When she's a shopper rather than a seller, Smith uses filtering options to hunt down specific resources that other teachers have found useful. "If I'm searching for 'shapes,' I can go here and search to get all the things for shapes — 17,985 results — or narrow it down to 'kindergarten' and 'price free' to get only 1,300 results." From there, she can sort by rating, best-selling, or most recent. The site, she adds, is a "wonderful way to get more things."

7. An App Worth Buying: Explain Everything

Smith said she doesn't buy a lot, but Explain Everything is worth its $2.99 price tag for iPad and Google Android tablets. This design tool allows the user to annotate, animate, and narrate explanations and presentations for interactive lessons, activities, assessments, and tutorials. She has used the app to explain concepts such as nouns. She created an activity with various nouns and photos and three categories: person, place, and thing. As a group, she and her students talked about what a noun was; then she had each learner come up and sort out which category each image belonged in.

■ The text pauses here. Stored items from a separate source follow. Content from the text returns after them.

PR #1850, opened 2026-04-29
musig: clear `pubnonce` output for invalid `seckey`

l0rinc:
This is a follow-up to PR #1849.

### Problem
`secp256k1_musig_nonce_gen` returns failure if its [arguments are invalid](https://github.com/bitcoin-core/secp256k1/blob/b11340b3ce2afac1b6ffda4ce5828c30621d2917/include/secp256k1_musig.h#L337), for example when a non-NULL [`seckey`](https://github.com/bitcoin-core/secp256k1/blob/b11340b3ce2afac1b6ffda4ce5828c30621d2917/include/secp256k1_musig.h#L347-L348) fails [secret-key validation](https://github.com/bitcoin-core/secp256k1/blob/b11340b3ce2afac1b6ffda4ce5828c30621d2917/src/modules/musig/session_impl.h#L391).

On that path, `secp256k1_musig_nonce_gen_internal` invalidates the [secret nonce](https://github.com/bitcoin-core/secp256k1/blob/b11340b3ce2afac1b6ffda4ce5828c30621d2917/src/modules/musig/session_impl.h#L414) on failure, but still unconditionally saves the derived [public nonce output](https://github.com/bitcoin-core/secp256k1/blob/b11340b3ce2afac1b6ffda4ce5828c30621d2917/src/modules/musig/session_impl.h#L433) before returning failure.

### Fix
Clear `pubnonce` before returning the invalid-`seckey` failure, so a failed nonce-generation call does not leave a newly written `pubnonce` behind.

The implementation still saves the public nonce before clearing it on failure (instead of branching around the save), to preserve constant-time control flow with respect to the secret-key validation result.

The second commit only extends existing MuSig API failure-path coverage for paths where `secp256k1_musig_nonce_gen_internal` already clears `pubnonce` at function entry before any of its own validation steps.

### DIFF
--- a/src/modules/musig/tests_impl.h
+++ b/src/modules/musig/tests_impl.h
@@ -287,6 +287,7 @@ static void musig_api_tests(void) {
     /* invalid seckey */
     CHECK(secp256k1_musig_nonce_gen(CTX, &secnonce[0], &pubnonce[0], session_secrand[0], max64, &pk[0], msg, &keyagg_cache, max64) == 0);
     CHECK(memcmp_and_randomize(secnonce[0].data, zeros132, sizeof(secnonce[0].data)) == 0);
+    CHECK(memcmp_and_randomize(pubnonce[0].data, zeros132, sizeof(pubnonce[0].data)) == 0);
 
     CHECK_ILLEGAL(CTX, secp256k1_musig_nonce_gen(CTX, &secnonce[0], &pubnonce[0], session_secrand[0], sk[0], NULL, msg, &keyagg_cache, max64));
     CHECK(memcmp_and_randomize(secnonce[0].data, zeros132, sizeof(secnonce[0].data)) == 0);
--- a/src/modules/musig/tests_impl.h
+++ b/src/modules/musig/tests_impl.h
@@ -265,6 +265,7 @@ static void musig_api_tests(void) {
 
     CHECK_ILLEGAL(STATIC_CTX, secp256k1_musig_nonce_gen(STATIC_CTX, &secnonce[0], &pubnonce[0], session_secrand[0], sk[0], &pk[0], msg, &keyagg_cache, max64));
     CHECK(memcmp_and_randomize(secnonce[0].data, zeros132, sizeof(secnonce[0].data)) == 0);
+    CHECK(memcmp_and_randomize(pubnonce[0].data, zeros132, sizeof(pubnonce[0].data)) == 0);
 
     CHECK_ILLEGAL(CTX, secp256k1_musig_nonce_gen(CTX, NULL, &pubnonce[0], session_secrand[0], sk[0], &pk[0], msg, &keyagg_cache, max64));
 
@@ -289,9 +290,11 @@ static void musig_api_tests(void) {
 
     CHECK_ILLEGAL(CTX, secp256k1_musig_nonce_gen(CTX, &secnonce[0], &pubnonce[0], session_secrand[0], sk[0], NULL, msg, &keyagg_cache, max64));
     CHECK(memcmp_and_randomize(secnonce[0].data, zeros132, sizeof(secnonce[0].data)) == 0);
+    CHECK(memcmp_and_randomize(pubnonce[0].data, zeros132, sizeof(pubnonce[0].data)) == 0);
 
     CHECK_ILLEGAL(CTX, secp256k1_musig_nonce_gen(CTX, &secnonce[0], &pubnonce[0], session_secrand[0], sk[0], &invalid_pk, msg, &keyagg_cache, max64));
     CHECK(memcmp_and_randomize(secnonce[0].data, zeros132, sizeof(secnonce[0].data)) == 0);
+    CHECK(memcmp_and_randomize(pubnonce[0].data, zeros132, sizeof(pubnonce[0].data)) == 0);
 
     CHECK(secp256k1_musig_nonce_gen(CTX, &secnonce[0], &pubnonce[0], session_secrand[0], sk[0], &pk[0], NULL, &keyagg_cache, max64) == 1);
     CHECK(memcmp_and_randomize(session_secrand[0], zeros132, sizeof(session_secrand[0])) == 0);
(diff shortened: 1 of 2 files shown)


src/modules/musig/tests_impl.h
```diff
@@ -286,6 +286,7 @@ static void musig_api_tests(void) {
     /* invalid seckey */
     CHECK(secp256k1_musig_nonce_gen(CTX, &secnonce[0], &pubnonce[0], session_secrand[0], max64, &pk[0], msg, &keyagg_cache, max64) == 0);
     CHECK(memcmp_and_randomize(secnonce[0].data, zeros132, sizeof(secnonce[0].data)) == 0);
+    CHECK(memcmp_and_randomize(pubnonce[0].data, zeros132, sizeof(pubnonce[0].data)) == 0);
```
theStack, line 290: in fde940f38a0ddaa3c4b556eeff42bcd3ed89c319: nit: I suspect this change was meant to be part of the next commit?

theStack (commented):
Concept ACK

AFAICT this pattern matches what we do in similar API functions (e.g. [`_schnorrsig_sign32`](https://github.com/bitcoin-core/secp256k1/blob/b11340b3ce2afac1b6ffda4ce5828c30621d2917/src/modules/schnorrsig/main_impl.h#L181), [`_keypair_create`](https://github.com/bitcoin-core/secp256k1/blob/b11340b3ce2afac1b6ffda4ce5828c30621d2917/src/modules/extrakeys/main_impl.h#L208), [`_ellswift_create`](https://github.com/bitcoin-core/secp256k1/blob/b11340b3ce2afac1b6ffda4ce5828c30621d2917/src/modules/ellswift/main_impl.h#L464)).

src/modules/musig/tests_impl.h
l0rinc: No, this is the one that reproduces the fix (it fails without the fix), the next commit adds these checks that were already correct. Would it help if I moved that commit first?

theStack: Ah, I see now. Swapping commits would indeed help to clarify that I think, but happy to (re-)ACK in either order.

theStack:
ACK 7ed2abc96871d78baaeafe2b664381f01068f49

src/modules/musig/tests_impl.h
l0rinc: Swapped the commits, thanks!

theStack (approved):
re-ACK d679d2cf91b9129d8f8394d58f1a54f6a82ede54

real-or-random:
> On that path, `secp256k1_musig_nonce_gen_internal` invalidates the [secret nonce](https://github.com/bitcoin-core/secp256k1/blob/b11340b3ce2afac1b6ffda4ce5828c30621d2917/src/modules/musig/session_impl.h#L414) on failure, but still unconditionally saves the derived [public nonce output](https://github.com/bitcoin-core/secp256k1/blob/b11340b3ce2afac1b6ffda4ce5828c30621d2917/src/modules/musig/session_impl.h#L433) before returning failure.

Why is that a problem?

theStack:
> > On that path, `secp256k1_musig_nonce_gen_internal` invalidates the [secret nonce](https://github.com/bitcoin-core/secp256k1/blob/b11340b3ce2afac1b6ffda4ce5828c30621d2917/src/modules/musig/session_impl.h#L414) on failure, but still unconditionally saves the derived [public nonce output](https://github.com/bitcoin-core/secp256k1/blob/b11340b3ce2afac1b6ffda4ce5828c30621d2917/src/modules/musig/session_impl.h#L433) before returning failure.
> 
> Why is that a problem?

From a reviewer's perspective, I see this PR as a small consistency improvement, fully enforcing the (unwritten?) rule "if any of the input parameters are invalid or the function fails for any other reason, all of the out parameters are zeroed/invalidated". Probably not an actual problem in practice though, considering that users should always check for return values before evaluating out-parameters in the first place.

real-or-random:
Sorry for the very short comment earlier.

> (unwritten?) rule "if any of the input parameters are invalid or the function fails for any other reason, all of the out parameters are zeroed/invalidated".

I'm not sure if we there is such a rule. I can't find any discussion on this, what I remember is that we want to make sure that output parameters are written to at all, simply to avoid uninitialized memory (because that can trigger UB).

> Probably not an actual problem in practice though, considering that users should always check for return values before evaluating out-parameters in the first place.

In this case, it's not a problem at all because the `pubnonce` is simply a random group element for which nobody knows the discrete logarithm (not even the code itself because it was deleted). Also, the `pubnonce` is (computationally) independent of whether the secret key was invalid or not. 

Of course, you can ask if there *should* be a general rule of the kind you mentioned above. Maybe it's good practice, but the drawbacks can be an increase in code complexity and (potentially) an impact on performance. Another spot where we don't follow this rule is `secp256k1_ecdh`.

If we can get consensus on this rule, then yes, let's do this, but then let's also write the rule down.

---

In some of these functions (including the one touched here), I think we're overdoing it with insisting on constant-time behavior. If the secret key is invalid (zero or overflow), it's totally fine to return early. We want to caller to branch on the return value, so not branching inside our code is a bit pointless. Any attacker who is able to measure time will be able to figure that out eventually because the caller will branch anyway. In this case, you can even observe on the network whether a pubnonce will be sent or not. 

I'd even go as far as saying that `secp256k1_scalar_set_b32_seckey` should internally declassify, or at least there should be a variant that does. What we have now encourages a constant-time coding style around that function. Then execution continues with an invalid intermediate values, and that can be problematic if we pass that intermediate value to other functions which don't expect it. That makes it hard to reason about the code. (Concrete examples: https://github.com/bitcoin-core/secp256k1/pull/1316 and https://github.com/BlockstreamResearch/secp256k1-zkp/pull/282).

So if we want to enforce this rule here, then I'd prefer an early return instead of a late memczero.

l0rinc:
Thanks for the detailed explanation, that makes sense.
Closing this since the current framing overstates the issue, and the broader output-clearing rule is not established.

8. ABC Wildlife Teaches Kids about Animals

Another app she's purchased ($2.99) for use on her sole classroom iPad is Peapod Labs' ABC Wildlife, which "keeps the kids entertained, and they learn a lot about animals." The collection includes links to a hundred-plus videos showing animals and has interactive scenes with touch activities. The same company has produced similar apps about bugs, food, music, house, aquarium, farm, and other topics.

9. 2 Cool Augmented Reality Apps

Smith likes to use two augmented reality apps with her students that help them learn and delight them at the same time. AR Flash Cards from Mitchlehan Media is a free app that works with free downloadable flashcards. The teacher downloads and prints the flashcards in color, opens the app, and presses "Get started." The app opens a camera viewer. When the student places a flashcard in view of the camera and touch the tablet or touch device screen on top of the animal, it announces the letter and name of the animal, and the animal pops out of the card. It's available for iOS and Android.

colAR App from Puteko allows the student to color a special sheet with ordinary crayons, coloring markers, and coloring pencils. When the tablet is held over the image, the subject of the picture comes alive in the same colors and moves on the screen. The basic iOS and Android app is free, as is one set of coloring pages. Other sets of pictures can be "unlocked" with the $2.99 purchase of a full version of the app.